Please write out exactly, and only, the lines from the first in the material below to the line containing "wants to render", both included.

→ **Information provided**
□ □ □

PR #3772, opened 2026-04-22
refactor(TraceTimelineViewer): decouple SpanTreeOffset from span model

### LINKED ISSUE #3770: refactor(timeline): Simplify SpanTreeOffset to accept precomputed ancestor data instead of full span
A follow-up to #3765.

## Problem

`SpanTreeOffset` currently accepts a full `IOtelSpan` and walks the `parentSpan` linked list
internally to build the ancestor chain for rendering indent guides. This means any caller that
wants to render tree lines for a synthetic or non-real span (e.g. `PrunedSpanRow`) must construct
a fully linked chain of fake `IOtelSpan` objects, including prototype tricks to satisfy the
last-child check:

```ts
const syntheticParent = Object.create(parentSpan) as IOtelSpan;
(syntheticParent as unknown as { childSpans: IOtelSpan[] }).childSpans = [...parentSpan.childSpans, fake];
(fake as { parentSpan: IOtelSpan }).parentSpan = syntheticParent;
```

The root cause is that `SpanTreeOffset` is doing tree traversal when it should be a pure rendering
widget.

## Proposed Fix

The caller computes two things by walking `span.parentSpan` once:

```ts
// SpanTreeOffset props (sketch)
type SpanTreeOffsetProps = {
  spanID: string;
  hasChildren: boolean;
  childCount: number;
  // One entry per ancestor depth, ordered from outermost to immediate parent.
  // color = draw a vertical bar at that depth; null = no bar (that ancestor has no more siblings below it).
  // The last entry (immediate parent) must never be null — its color is always needed for the
  // horizontal connector. isLastChild controls whether that connector is a T-junction or a bottom-left angle.
  ancestorColors: (string | null)[];
  isLastChild: boolean;
  color: string;  // own dot/box color
  // ... hover/click handlers unchanged
};
```

`SpanTreeOffset` becomes a pure stripe renderer — no tree traversal, no span model knowledge.
Root spans pass an empty `ancestorColors` array and `isLastChild: false`; the component renders
only the dot/box with no indent guides, which is the correct behavior today.
Callers (`SpanBarRow`) walk `span.parentSpan` once to compute the array. `PrunedSpanRow` does
the same from `parentSpan` directly — no fake span construction, no prototype tricks.

## Impact

- `SpanTreeOffset` and `SpanBarRow` need updating.
- `PrunedSpanRow` simplifies significantly — no fake span, no prototype hacks.
- `SpanTreeOffset` tests become trivial — no span graph setup needed, just arrays.
- No user-visible behavior change.

vibhor-5:
Unifies the tree hierarchy calculation in a central utility function and makes SpanTreeOffset a pure rendering component. This eliminates the need for complex prototype hacks to render synthetic spans.

Resolves #3770

## Description of the changes
refactored the SpanTreeOffset component to be a pure rendering widget and eliminated the internal tree traversal and dependency on the IOtelSpan model

## Checklist

### DIFF
--- a/packages/jaeger-ui/src/components/TracePage/TraceTimelineViewer/SpanTreeOffset.tsx
+++ b/packages/jaeger-ui/src/components/TracePage/TraceTimelineViewer/SpanTreeOffset.tsx
@@ -1,7 +1,7 @@
 // Copyright (c) 2017 Uber Technologies, Inc.
 // SPDX-License-Identifier: Apache-2.0
 
-import React, { useMemo } from 'react';
+import React from 'react';
 import cx from 'classnames';
 import _get from 'lodash/get';
 import { connect } from 'react-redux';
@@ -9,14 +9,18 @@ import { bindActionCreators, Dispatch } from 'redux';
 
 import { actions } from './duck';
 import { ReduxState } from '../../../types';
-import { IOtelSpan } from '../../../types/otel';
-import colorGenerator from '../../../utils/color-generator';
 
 import './SpanTreeOffset.css';
 
 type TDispatchProps = {
   addHoverIndentGuideId: (spanID: string) => void;
   removeHoverIndentGuideId: (spanID: string) => void;
+};
+
+export type SpanTreeOffsetAncestor = {
+  spanID: string;
+  color: string;
+  isTerminated: boolean;
 };
 
 type TProps = {
@@ -27,8 +31,13 @@ type TProps = {
   onClick?: () => void;
   showChildrenIcon?: boolean;
   isDetailRow?: boolean;
-  span: IOtelSpan;
+  spanID: string;
+  hasChildren: boolean;
+  childCount: number;
+  ancestors: SpanTreeOffsetAncestor[];
+  isLastChild: boolean;
   color: string;
+  parentColor: string | null;
 };
 
 export const UnconnectedSpanTreeOffset: React.FC<TProps> = ({
@@ -36,22 +45,16 @@ export const UnconnectedSpanTreeOffset: React.FC<TProps> = ({
   onClick = undefined,
   showChildrenIcon = true,
   isDetailRow = false,
-  span,
+  spanID,
+  hasChildren,
+  childCount,
+  ancestors,
+  isLastChild,
+  color,
+  parentColor,
   addHoverIndentGuideId,
   removeHoverIndentGuideId,
-  color,
 }) => {
-  // Build ancestor chain directly from span.parentSpan
-  const ancestors = useMemo(() => {
-    const chain: IOtelSpan[] = [];
-    let current = span.parentSpan;
-    while (current) {
-      chain.unshift(current);
-      current = current.parentSpan;
-    }
-    return chain;
-  }, [span]);
-
   /**
    * If the mouse leaves to anywhere except another span with the same ancestor id, this span's ancestor id is
    * removed from the set of hoverIndentGuideIds.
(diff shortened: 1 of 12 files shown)


packages/jaeger-ui/src/components/TracePage/TraceTimelineViewer/SpanTreeOffset.tsx
```diff
@@ -19,6 +17,12 @@ type TDispatchProps = {
   removeHoverIndentGuideId: (spanID: string) => void;
 };
 
+export type SpanTreeOffsetAncestor = {
+  spanID: string;
```
yurishkuro: why is span ID relevant for ancestors in this component?

vibhor-5: Its mostly cuz of the vertical line hover effect.
When you hover over an indent guide line, the component fires off the ancestor's spanID to Redux. That way, all the other rows in the tree that share that same ancestor know to highlight their piece of the vertical line too.
image

yurishkuro:
Thanks for taking this on — making `SpanTreeOffset` a pure renderer and dropping the `Object.create` hacks in `PrunedSpanRow` are real wins, please keep both.

One concern though: `buildSpanTreeOffsetState(span)` still walks `parentSpan` upward, so it's O(depth) per call. Calling it inline from `SpanBarRow` / `SpanDetailRow` makes that O(n · depth) across a trace render, and it's not memoized (`PrunedSpanRow` does `useMemo`, the others don't). The original code at least cached the walk inside `SpanTreeOffset`'s `useMemo`, so as it stands this PR moves the cost from one place to another rather than removing it. With ~80k-span traces being a real target, I'd like to address the underlying shape before merging rather than as a follow-up.

The fix that matches the spirit of issue #3770: compute the tree-offset state for every span in **one DFS pass over the trace**, keyed by spanID. Spans are already in pre-order DFS (`generateRowStates.ts` relies on that), and trace normalization already builds `spanMap` / `childSpans` — adding a per-span `treeOffsetState` fits naturally there. Row components then read `treeOffsetMap.get(spanID)` — O(1) per row, no walk.

Two observations make the DFS cheap:

1. `ancestors[i].isTerminated` is purely structural ("is `chain[i+1]` the last child of `chain[i]`?") — it doesn't depend on the rendered span. So all siblings at the same depth share one `ancestors` array; allocate once per parent during DFS, reuse for all its children.
2. `ancestors[last].isTerminated` is dead — the render only reads `isTerminated` when `!isLastAncestor`. So the only per-span variation is `isLastChild` (one bool) and `parentColor` (one lookup). The heavy array is shared.

Sketch:

```ts
// run once per trace during normalization
function buildTreeOffsetMap(spans: ReadonlyArray<IOtelSpan>): Map<string, SpanTreeOffsetState> {
  const result = new Map();
  const stack: SpanTreeOffsetAncestor[] = [];   // one entry per depth
  let cachedAncestorsForDepth: SpanTreeOffsetAncestor[][] = []; // shared across siblings
  for (const span of spans) {
    // pop stack down to span.depth, invalidate cache below
    // snapshot stack into cachedAncestorsForDepth[span.depth] if not already cached for this parent
    // isLastChild = parent.childSpans[last]?.spanID === span.spanID
    // parentColor = stack[span.depth - 1]?.color ?? null
    // result.set(span.spanID, { ancestors: cachedAncestorsForDepth[span.depth], isLastChild, parentColor })
    // push self with isTerminated derived from "am I last child of my parent?"
  }
  return result;
}
```

`SpanTreeOffset`'s prop shape and the `PrunedSpanRow` simplification stay exactly as you have them. The only change is that callers read from a precomputed map instead of calling a walk-the-parents helper. Net effect: O(n) per trace, O(1) per row render, and the helper's awkward shape (taking a span just to walk its ancestors) goes away.

vibhor-5:
> Two observations make the DFS cheap:
> 
> 1. `ancestors[i].isTerminated` is purely structural ("is `chain[i+1]` the last child of `chain[i]`?") — it doesn't depend on the rendered span. So all siblings at the same depth share one `ancestors` array; allocate once per parent during DFS, reuse for all its children.
> 2. `ancestors[last].isTerminated` is dead — the render only reads `isTerminated` when `!isLastAncestor`. So the only per-span variation is `isLastChild` (one bool) and `parentColor` (one lookup). The heavy array is shared

Thanks for the detailed sketch it made the direction very clear.

Made some changes now, `buildTreeOffsetMap` now does a single O(n) pass over the pre-order span array. Siblings at the same depth share one `ancestors` array (allocated once per parent via `cachedAncestors[depth]`), so total allocation is O(max_depth), not O(n·depth). Row components do a plain `map.get(spanID)` — no walks at render time. The map is memoized in VirtualizedTraceView via memoizeOne so it's built once per trace object.

vibhor-5:
@yurishkuro Made some changes to my approach - 
- `buildTreeOffsetMap(spans)` — single DFS pass over the pre-order span array, keyed by spanID. Siblings under the same parent share one ancestors array (allocated once, reused). Row components call treeOffsetMap.get(spanID) — O(1) per row
- `VirtualizedTraceView` — instance-level cache rebuilds the map only when trace.spans reference changes.
- `PrunedSpanRow` — Object.create prototype hack gone; derives state directly from the parent's map entry.
- `SpanTreeOffset` — pure renderer, no internal traversal.

Net: O(n) build per trace, O(1) per row render.

One note on the stack.map() snapshot: I tried the incremental/prototype-chain approach to avoid O(depth) per snapshot but it carries stale `isTerminated` values for descendants of the last sibling . The snapshot is only taken once per parent group so the build is O(n) for real traces; a linear-chain worst case is O(n·depth) for the build only , not per render.

yurishkuro:
Thank you for the PR — the overall approach is sound and the `buildTreeOffsetMap` O(n) single-pass idea is exactly the optimization the issue is after. A few things to address before merge:

## Bug: `is-last` class never fires (visual regression)

In `SpanTreeOffset.tsx` the render condition for the immediate-parent guide is:

```tsx
'is-last': isLastAncestor && !isDetailRow && !shouldTerminate && isLastChild,
```

`shouldTerminate` comes from `ancestor.isTerminated`, and in `buildTreeOffsetMap` you set `selfEntry.isTerminated = isLastChild`. So when a span **is** the last child, `shouldTerminate = true` and the whole expression evaluates to `false` — `is-last` is never applied. The half-height vertical connector is never drawn for any last-child span.

The fix is to drop the `!shouldTerminate` guard from this specific class; `isTerminated` should only suppress the **full-height** bar for non-immediate ancestors:

```tsx
'is-last': isLastAncestor && !isDetailRow && isLastChild,
```

## Redundant `parentColor` prop

`parentColor` can always be derived as `ancestors.at(-1)?.color ?? color`. Removing it simplifies the API and eliminates one source of inconsistency (callers can pass the wrong value).

## Fragile mutable-snapshot invariant in `buildTreeOffsetMap`

The logic that mutates `parentEntry.isTerminated` on the live stack after siblings have already been snapshotted is correct but brittle. A future reader (or a later refactor of the traversal order) can easily break it. Consider adding a targeted comment explaining the invariant: "the snapshot for depth D is rebuilt when we enter the first child of a new subtree, so mutations to the live stack entry are always visible before the snapshot is taken."

## Minor: `getTreeOffsetMap` constructor placement

The `getTreeOffsetMap` method is defined before the constructor, which is an unusual ordering for a class. Move it after the constructor or, better, make `_treeOffsetMap` and `_treeOffsetMapSpans` a single private `memoizeOne`-wrapped field to keep the caching logic in one place.

Overall this is the right architectural direction. Once the `is-last` regression is fixed and `parentColor` is removed the component API will match the spirit of #3770 cleanly.

vibhor-5:
@yurishkuro addresed the review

□ □ □

→ **Expected answer**
PR #3772, opened 2026-04-22
refactor(TraceTimelineViewer): decouple SpanTreeOffset from span model

### LINKED ISSUE #3770: refactor(timeline): Simplify SpanTreeOffset to accept precomputed ancestor data instead of full span
A follow-up to #3765.

## Problem

`SpanTreeOffset` currently accepts a full `IOtelSpan` and walks the `parentSpan` linked list
internally to build the ancestor chain for rendering indent guides. This means any caller that
wants to render tree lines for a synthetic or non-real span (e.g. `PrunedSpanRow`) must construct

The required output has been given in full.